> _ASSIGNED TASK_
Which lines run from the line with "exceeds uint32 offset" through the line with "(diff shortened: 1 of 3 files shown)" in the entries below? Print them exactly, both ends included, and nothing more.

> _THE DATA_
PR #51672, opened 2026-07-21
enhance: batch binary chunk payload writes

sparknack:
issue: #51673

## What changed

- Write STRING, JSON, and GEOMETRY payloads once per non-empty Arrow batch instead of once per row.
- Reuse precomputed offsets and preserve nullable, sliced-array, and padding layouts.
- Check the uint32 chunk-size limit once after the monotonic offset scan instead of on every row.
- Add sliced multi-batch coverage for all three field types.

## Local microbenchmark

The benchmark harness is not included in this PR. Five-repetition CPU-time means using an in-memory target:

- 100k rows × 16 B, 1/16/256 Arrow batches: 2.03× / 1.94× / 1.84× faster; write calls drop from 100,002 to 3/18/258.
- 100k rows × 128 B, 16 batches: 1.25× faster.
- 10k rows × 1024 B, 16 batches: 1.21× faster.

The host had a high load average and CPU scaling enabled, so these are relative microbenchmark results only; mmap and disk I/O are excluded.

### DIFF
--- a/internal/core/src/common/ChunkWriter.cpp
+++ b/internal/core/src/common/ChunkWriter.cpp
@@ -83,10 +83,6 @@ CalculateBinaryLikeChunkSize(
             const auto relative_offset =
                 static_cast<size_t>(array->value_offset(i) - payload_begin);
             const auto absolute_offset = cursor + relative_offset;
-            AssertInfo(absolute_offset <= std::numeric_limits<uint32_t>::max(),
-                       "{} chunk size {} exceeds uint32 offset limit",
-                       chunk_name,
-                       absolute_offset);
             offsets.push_back(static_cast<uint32_t>(absolute_offset));
         }
 
--- a/internal/core/src/common/ChunkWriter.cpp
+++ b/internal/core/src/common/ChunkWriter.cpp
@@ -786,6 +786,9 @@ create_chunk_buffer(const FieldMeta& field_meta,
             file_path, mmap_populate, aligned_size, io_prio);
     }
     cw->write_to_target(array_vec, target);
+    // The writer is one-shot. Release its scratch buffers before a
+    // file-backed target populates the resulting mmap in release().
+    cw.reset();
     auto data = target->release();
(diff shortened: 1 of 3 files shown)


internal/core/src/common/ChunkWriter.cpp
```diff
@@ -89,61 +152,25 @@ StringChunkWriter::write_to_target(const arrow::ArrayVector& array_vec,
...
-    }
-
-    char padding[MMAP_STRING_PADDING] = {};
-    target->write(padding, MMAP_STRING_PADDING);
-
+    WriteBinaryLikePayload(
+        offsets_, payload_segments_, target, MMAP_STRING_PADDING);
     offsets_.clear();
-    offsets_.shrink_to_fit();
+    payload_segments_.clear();
```
buqian-zilliz, line 158: **[P2] Free one-shot writer buffers before mmap population**

`clear()` leaves the `offsets_` allocation at `row_count + 1` entries. `create_group_chunk()` retains all writers in `cws` until after `target->release()`, so in file-backed mode with `mmap_populate` enabled the full combined mapping is populated while every completed STRING/JSON/GEOMETRY offset table is still resident. Removing the previous capacity release can add roughly 4 bytes per row per variable-length field to peak RSS and can OOM large group loads. Reset each writer after its field is written, or otherwise release these one-shot capacities before releasing the target.

sparknack: Fixed in 7d8c58721e. `create_chunk_buffer()` now resets its one-shot writer before `target->release()`, and `create_group_chunk()` resets each writer immediately after its field is written. This releases offset and payload-segment scratch buffers before file-backed `MAP_POPULATE`. Verified with the relevant 9 chunk tests and `make verifiers`.

zhengbuqian (approved):

xiaofan-luan:
@sparknack maybe we should cherrypick this to 3.0 as well

sparknack:
> @sparknack maybe we should cherrypick this to 3.0 as well

has been cherry-picked.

> _THE ANSWER_
-                       "{} chunk size {} exceeds uint32 offset limit",
-                       chunk_name,
-                       absolute_offset);
             offsets.push_back(static_cast<uint32_t>(absolute_offset));
         }
 
--- a/internal/core/src/common/ChunkWriter.cpp
+++ b/internal/core/src/common/ChunkWriter.cpp
@@ -786,6 +786,9 @@ create_chunk_buffer(const FieldMeta& field_meta,
             file_path, mmap_populate, aligned_size, io_prio);
     }
     cw->write_to_target(array_vec, target);
+    // The writer is one-shot. Release its scratch buffers before a
+    // file-backed target populates the resulting mmap in release().
+    cw.reset();
     auto data = target->release();
(diff shortened: 1 of 3 files shown)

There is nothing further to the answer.